Forum Discussion

JamesS_40157's avatar
Icon for Nimbostratus rankNimbostratus
Dec 16, 2011

ASM search engine configuration query

Hi all,



We are currently in the process of setting up the ASM for production use, and unfortunately I'm finding the documentation on search engine configuration quite lacking.



Search engine crawlers / bots are very important to our site, but what is also important for us is to block malicious data scrapers. We have a list of various bots/crawlers we want to allow (by user agent). However, i'm struggling to understand how to translate this into a search engine list on the ASM.



I understand the "domain" part of the configuration is to do with reverse lookups on the IP addresses of suspected crawlers, however what happens if a particular crawler doesn't have reverse DNS configured?



Also, what should the "name" part of the search engine relate to - is this a string match against the user-agent they provide? And should both the user-agent and domain name match, or is just one or the other enough to suffice?



Thanks in advance




4 Replies

  • James,



    You are right there does not appear to much in the way of configuration for Search Engines, although I am not sure there has to be. If you have your site mapping done correctly and are using the right Attack Signatures, then the crawlers/bots from the legitimate search engines should get through and the Attack Signatures should take care of blocking malicious crawlers/bots. If you want to be double sure you are not catching one of the UA strings that needs to be allowed, you can port the logs off to a syslog server and then perhaps have a script that looks for the various UA strings.



    Really once you setup proper site mapping in your policy any legitimate traffic should make it to your web site just fine.



  • Thanks for the response Mike.



    My concerns are that they would be blocked by the "web scraping" portion of the ASM. I understand the web scraping logic sends javascript and cookie requests, looking to see if the client is moving the mouse, pressing the keyboard etc etc. I would have thought that even good bots would not be able to respond correctly to these queries? And even if they can, i'd imagine it would only be the big players (google, yahoo, bing etc) that would bother implementing such a thing. Smaller engines may not do this...?
  • Well actually depending on what version of ASM you are running you may want to disable Web Scraping detection. There is an XSS vulnerability within that feature in 10.1.0 - 10.2.2.

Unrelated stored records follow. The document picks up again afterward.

PR #167, opened 2022-06-16
small adjustments for plattformio.ini

doormatt-dev:
updated the docs link and configured the serial monitor to display user typed text, this makes it easier to set wifi credentials if the server's wifi window doesn't work for whatever reason (it is still possible to type in the serial monitor without the "--echo" flag but the message will not be visible neither while typing nor after sending)


unlogisch04 (changes requested):
Change to 1 line. Adding a line more with a other option, or a option behind it, does not work.

platformio.ini
```diff
@@ -8,13 +8,15 @@
...
 ; See docs for configuration options and examples:
-; https://docs.slimevr.dev/configuring-project.html#configuring-platformioini
+; https://docs.slimevr.dev/firmware/configuring-project.html#1-configuring-platformioini
 ; ================================================
 
 [env]
 lib_deps=
   https://github.com/SlimeVR/CmdParser.git
 monitor_speed = 115200
+monitor_flags =
```
unlogisch04, line 18: the --echo can be on the same line as monitor_flags =

platformio.ini
```diff
@@ -8,13 +8,15 @@
...
+  --echo
```
unlogisch04, line 19:
```suggestion
monitor_flags = --echo
;monitor_rts = 0
;monitor_dtr = 0
```
Adding a line with a other flag did not work for me.
We can also add this monitor flags, so if someone wants to use they are there.

doormatt-dev: In line seems to work just as well as separate lines for me but if it's causing more flags not to register then i'll change that

In what cases would the rts and dtr lines be useful?

unlogisch04: It might not reboot the d1 mini on development board when you open the serial monitor if both are set to 0. Also the most ppl who will need echo will probably also need the rts / dtr, or they can use the WiFi window on slimevr server.

unlogisch04 (approved):

Eirenliel:
Why did you accept it with unresolved convo @unlogisch04? Idk what to do with it now :D

platformio.ini
doormatt-dev: i'll play around with those to hopefully reset the D1 when the serial monitor is opened, like the arduino IDE serial monitor does with most boards

unlogisch04: They only set the values when you open the serial monitor. It would be instead of using "pio device monitor --rts 0 --dtr 0".

TheDevMinerTV (changes requested):
What @unlogisch04 suggested would be cool to have

platformio.ini
doormatt-dev: seems like the CH340 on my D1s isn't able to auto reset the ESP when serial is opened, not even the Arduino serial monitor does it,
there should be a way somehow because it resets when flashing but i doubt there is a parameter that enables that

i'll add your changes though

doormatt-dev:
Woops didn't mean to re-request revirw from devMiner but I think the changes can be merged now and all requests were addressed

unlogisch04 (approved):

PR #168, opened 2022-06-21
Support for additional Sensors

mechbanana:
Added Support for some LSM303 Models

Used these repos heavily to get this working:

https://github.com/pololu/l3g-arduino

    If you are running safe code to leave this enabled, another way to work around this might be to design an ASM iRule that matches the UA string against a safe list of UA strings you define as a data list, and then have it bypass the Web Scraping protection based upon that. I am definitely not an iRule guru so you will want to hunt through the Wiki's for more information. On how you might doe that, although you probably want to be careful doing something like that as it would be easy to spoof the UA string.
  • Thanks Mike - i agree just looking for a UA string might be risky as it is easily spoofed, we may have to push back on our SEO team in this case if there is no easy way to define this. I'll try raising a formal information request with F5 too to see exactly what those search engine fields mean.



    We're running v11.1 too so we shouldn't be vulnerable to the attack that you speak of.